宋恬希实在很难跟最好的闺蜜开口,说自己是如何自作多情,说自己是如何色令智昏,还说自己是如何张冠李戴!!
原来。
一切都只是错位的施舍啊!!
“我实在是太丢脸了,杉杉姐,”宋恬希不停地摇头,不停地重复一句话,“我怎么可以那么不要脸,我现在肠子都后悔青了,我该怎么办?我长这么大做了很多糗事,可是我现在真的好想亖,简直丢脸透了!”
余杉杉见他情绪越来越激动,也不敢让宋恬希自己一个人睡觉,两人同睡一张床,只不过中间隔着很远的距离,只要宋恬希有什么不对劲的地方,可以直接跳起来制服他。
一夜昏昏沉沉。
宋恬希终于在苏宴打来十几通电话后,摁掉了对方的呼叫。
用微信回复他说,【没事,不要太担心我,我们快要到期末考试,师傅要求我们三人一组共同编一支舞,可能最近我都必须跟她们在一起。】
这段话宋恬希来来回回编辑很久,他一向不怎么会说谎,原来每个人都有说谎的潜力,不狠狠逼一下,谁都想不到自己居然可以轻松做到信口张来。

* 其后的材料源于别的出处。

PR #5976, opened 2026-07-02
fix(combo): fallback to sibling model on 500 for per-model-quota providers

hartmark:
## Summary

When a combo contains multiple models from the same provider (e.g. two Gemini models) and the first model returns a server error (500), the combo now correctly falls back to the sibling model instead of retrying the same failing model and returning the error to the client.

Before: Request → gemma-4-31b-it → 500 → retry same model → 429 "cooling down" → error returned to client. The second model (gemma-4-26b-a4b-it) was never tried.

After: Request → gemma-4-31b-it → 500 → skip (model locked) → gemma-4-26b-a4b-it → success.
This affects any combo with multiple models from the same provider — the sibling fallback now works as intended instead of silently failing when one model has a transient server error.

## Tests Added Or Updated

- added tests for relevant code

PR #2417, opened 2026-05-19
feat: add new feature on combos - falloverBeforeRetry

hartmark:
## Summary

I'm mostly using gemini provider and they have two models. Gemma-4 31B and Gemma-4 24B, they have a 10 RPM limit so when I get 429 on one model it should go over to the next.

I have digged through the code and with help of AI identified that it seems that combos are handling fail over to another model on the _same_ provider.

This PR should address this. All tests and added tests are in place.

PR #10217, opened 2026-08-12
fix(combo): make failoverBeforeRetry actually skip the same-model retry

hartmark:
## Summary

- `combo.config.failoverBeforeRetry` was documented/intended to prefer the next sibling target over retrying the same model again on a transient error, but the same-target retry loops in both the priority/auto strategy and the round-robin strategy never actually checked it. They only checked `isTransient`/`retry < maxRetries`/`!providerExhausted`, so a rate-limited model still got `maxRetries + 1` back-to-back attempts on itself before the loop ever moved to a sibling — regardless of the setting.
- The setting was only wired into `skipUpstreamRetry`, a separate lower-level retry mechanism passed down to `handleSingleModelWithTimeout`, so it had *some* effect, just not the one its name and #2417's original intent describe for the combo-level retry loop.
- Fix: both retry-gate conditions now also check `config.failoverBeforeRetry`, but only skip the same-model retry when a sibling target (`nextTarget` / `offset + 1 < modelCount`) is actually available to fail over to. With no sibling left, it still retries the same model — skipping there would just burn the last attempt for nothing instead of giving the request one more chance.

## Related Issues

- Related to #2417, #5976, #6216 (which scoped a related but narrower fix to 500s on per-model-quota providers only)

## Validation

- [x] Focused tests for the change: `node --import tsx --test tests/unit/combo-routing-engine.test.ts` (88 pass)
- [x] `node --import tsx --test tests/unit/combo-config.test.ts` (44 pass)
- [x] Broader regression sweep: `combo-cooldown-retry`, `combo-strategy-fallbacks`, `combo-rr-fallback-advance-948`, `combo-provider-cooldown(-sibling)`, `combo-same-provider-cascade`, `combo-breaker-429`, `combo-strategies` (87 pass)
- [x] `npm run lint` — clean on both changed files; explicit-`any` budget for the test file unchanged (267, matching the existing suppression baseline)
- [x] Production-code change (`open-sse/services/combo.ts`) includes new automated tests in this PR
- [x] Regression tests verified to fail on pre-fix code (`git stash` the source change, rerun) before being verified to pass post-fix — satisfies this repo's TDD rule that a regression test must fail for the intended reason before the fix lands

## Tests Added Or Updated

- `tests/unit/combo-routing-engine.test.ts`:
  - `handleComboChat round-robin: failoverBeforeRetry skips the same-model retry and goes straight to the sibling`
  - `handleComboChat priority strategy: failoverBeforeRetry skips the same-model retry and goes straight to the sibling`

## Coverage Notes

- Both new tests exercise `open-sse/services/combo.ts`'s same-target retry loop directly through `handleComboChat`, the real entry point, not a mock of the retry logic.

## Reviewer Notes

- Found via a live incident: a real request against the default combo (`strategy: "auto"`, `failoverBeforeRetry: true`, `maxRetries: 3`) showed 4 consecutive 429s on the same model over ~5s before finally failing over to a sibling on the same provider — exactly the `maxRetries: 3` (1 initial + 3 retries) same-model-hammering behavior this PR removes.
- The "no sibling available" carve-out matters: without it, this fix broke the pre-existing test `handleComboChat round-robin retries a transient failure on the same model before succeeding`, which uses a single-model combo. `failoverBeforeRetry` defaults to `true` at config-resolution time (`comboConfig.ts`), so a naive unconditional skip would have made every single-model combo give up on the first transient error instead of retrying — that regression is now covered by keeping the pre-existing test green.


diegosouzapw:
Merged into `release/v3.8.50` — thank you @hartmark for the contribution! It was validated on a combined merge-train (static gates + affected tests + vitest) together with 30 sibling PRs before landing.

PR #10218, opened 2026-08-12
fix(deepseek-web): classify business auth rejection as 401

Zartharas:
## What changed

- Preserve literal DeepSeek `401` / `403` status codes from `validateDeepSeekWebProvider` so the connection-test classifier can distinguish authentication failures from generic upstream errors.
- Treat DeepSeek application-level business code `40003` (`Authorization Failed`) returned under HTTP 200 as an auth-classifiable `statusCode: 401`.
- Keep all other HTTP-200 / missing-token business failures generic; they are **not** synthesized into credential failures.
- Add focused regressions for HTTP 200 + 40003, unknown business codes, literal 401/403, and the healthy derived-token response.

## Root cause

DeepSeek can represent authentication rejection under HTTP 200. The validator previously rejected the missing-token response without returning a `statusCode`, so the connection-test classifier fell through to `upstream_error`. A controlled Auth Keeper integration test reproduced `diagnosis=upstream_error`, `code=upstream_error`, `statusCode=null` for a fixed synthetic invalid DeepSeek session and then safely auto-restored the good credential.

A direct synthetic request from the same host subsequently confirmed the provider semantics without using or printing any real credential:

```text
httpStatus=200
businessCode=40003
messageClass=AUTHORIZATION_FAILED
accessTokenPresent=false
rawBodyPrinted=false
credentialPrinted=false
credentialType=FIXED_SYNTHETIC_ONLY
```

DeepSeek integration issue `deepseek-ai/awesome-deepseek-integration#654` independently documents the same HTTP-200 `{ "code": 40003, "msg": "Authorization Failed" }` pattern.

## Safety

This is intentionally narrow:

- arbitrary nonzero business codes remain generic and are not synthesized into credential failures;
- tests and live characterization use fixed synthetic credentials only;
- no Auth Keeper recovery policy was broadened;
- no real credential or raw DeepSeek response body is included in logs or test output.

## Validation

- Final commit: `e2e8ca09d73e9892749ed36b07afb3d52464418b`.
- Direct parent/current upstream `release/v3.8.50`: `f1eb0b835722ca744692834c84661f1bc8d564a6`.
- Focused regression: **4 passed, 0 failed**.
- Scoped ESLint for the validator and regression file: **PASS, 0 findings**.
- Semgrep on the earlier equivalent functional diff: **PASS**.
- `npm ci`: **0 vulnerabilities** reported.
- Scope: **one production validator file + one focused regression file**.

The final checkout used `--depth 1`, so the final `git diff f1eb0b8..HEAD` display command could not resolve the parent object locally. This was a shallow-clone inspection limitation only; the final branch is independently verified on GitHub as one commit directly ahead of `f1eb0b8` with exactly the two intended files.

### DIFF
--- a/src/lib/providers/validation/webProvidersA.ts
+++ b/src/lib/providers/validation/webProvidersA.ts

发去这段信息,苏宴回复得特别快,现在已经是凌晨三点,除非是苏宴一直拿着手机在等他的音信。
苏宴问,【你的脚还没好利索,现在在哪里,我去接你。】
宋恬希心说不必了吧,你真正关心的人从来不是我,我再这样死皮赖脸地承你的情,就真是一个令人恶心的东西了。
【已经三点了,宴哥,你先睡吧。】
又说,【别墅那边我暂时是去不了了,我不想在期末考中挂科,最近你也得准备比赛的事情,好好做准备吧。】
他真的不想让自己太难看。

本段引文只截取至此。